Let $A=a_1 a_2 a_3 a_4 a_5 a_6$ and $B=b_1 b_2 b_3 b_4 b_5$, and suppose you want to align sites $a_5$ ( $i=5$ ) and $b_3$ ( $j=3$ ). We have three options:

$a_5$ and $b_3$ are aligned together in the final site. Then the other sites define a pairwise alignment of $A_4=a_1 a_2 a_3 a_4$ and $B_2=b_1 b_2$ (we do not know how at this point)
$a_5$ is aligned with a gap in the final site. Then $A_4=a_1 a_2 a_3 a_4$ and $B_3=b_1 b_2 b_3$ define a pairwise alignment
$b_3$ is aligned with a gap in the final site. Then $A_5=a_1 a_2 a_3 a_4 a_5$ and $B_2=b_1 b_2$ define a pairwise alignment

Needleman-Wunsch algorithm: Costs

If $a_i$ and $b_j$ are aligned together in the final site, then the cost is 0 if $a_i=b_j$ and 1 (or whatever cost of substitution defined) if they are different. Hence, the total cost is $F(i,j) = F(i-1,j-1)+cost(a_i,b_j)$
If $a_i$ is aligned with a gap in the final site, then the cost is 1 (or whatever the cost of gap is). Hence, the the total cost is $F(i,j) = F(i-1,j)+1$
If $b_j$ is aligned with a gap in the final site, then the cost is 1 (or whatever the cost of gap is). Hence, the the total cost is $F(i,j) = F(i,j-1)+1$

How to know which of the three options to do? We choose the one with minimum cost!

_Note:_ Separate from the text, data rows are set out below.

PR #797, opened 2016-10-04
Redirect live to desktop

ajacksified:
This sets up a url handler to redirect /live/\* urls to https://www.reddit.com/live/* urls.

Depends on https://github.com/reddit/node-platform/pull/27 to work client-side.

👓 @schwers


src/app/router/handlers/Live.js
```diff
@@ -0,0 +1,14 @@
+import { setPage } from '@r/platform/actions';
+import { BaseHandler, METHODS } from '@r/platform/router';
+
+export default class Live extends BaseHandler {
+  async [METHODS.GET](dispatch, getState) {
+    const { platform: { currentPage }} = getState();
+    const { urlParams, queryParams, hashParams, referrer } = currentPage;
+    const { url } = currentPage;
+
+    dispatch(setPage(`https://www.reddit.com${url}`, {
```
schwers: Can we use `config.reddit` here instead?

schwers:
Just a small nit, looks good otherwise :) 💅

ajacksified:
:haircut_man: and also 👓 @nramadas

src/Client.js
```diff
@@ -18,6 +18,9 @@ import reduxMiddleware from 'app/reduxMiddleware';
 import { sendTimings, onHandlerCompleteTimings } from 'lib/timing';
 import Session from 'app/models/Session';
 
+import redirectOnFullUrl from 'app/client/reduxMiddleware/redirectOnFullURL';
+reduxMiddleware.push(redirectOnFullUrl);
```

$F(i,j)=min \{F(i-1,j-1)+cost(a_i,b_j), F(i-1,j)+1, F(i,j-1)+1 \}$.

Needleman-Wunsch algorithm

Compute $F(i,j)$ for every $i,j$ and put in a matrix (sometimes denoted dynamic programming (DP) matrix). First column/row correspond to gap and F(0,0)=0
As you fill the matrix, keep track of which of the three entries gave you the minimum with an arrow
Trace back the arrows to construct the alignment (diagonal arrow=nucleotide, vertical/horizontal arrow=gap replacing the nucleotide the arrow is pointing)

Figure 9.3 from Warnow (2018) Computational phylogenetics

In-class example: We want to align $S_1=ATCG$ and $S_2=TCA$ for a cost of substitution of 1 and cost of gap of 2. We will work through the steps of creating the F matrix in class, and then, as homework, you can complete the whole matrix.

How do we get the alignment after building the F matrix?

We trace back the arrows from the bottom right corner:

ATCG
-TCA

Take-home message: The final alignment depends on the costs of gaps and substitutions.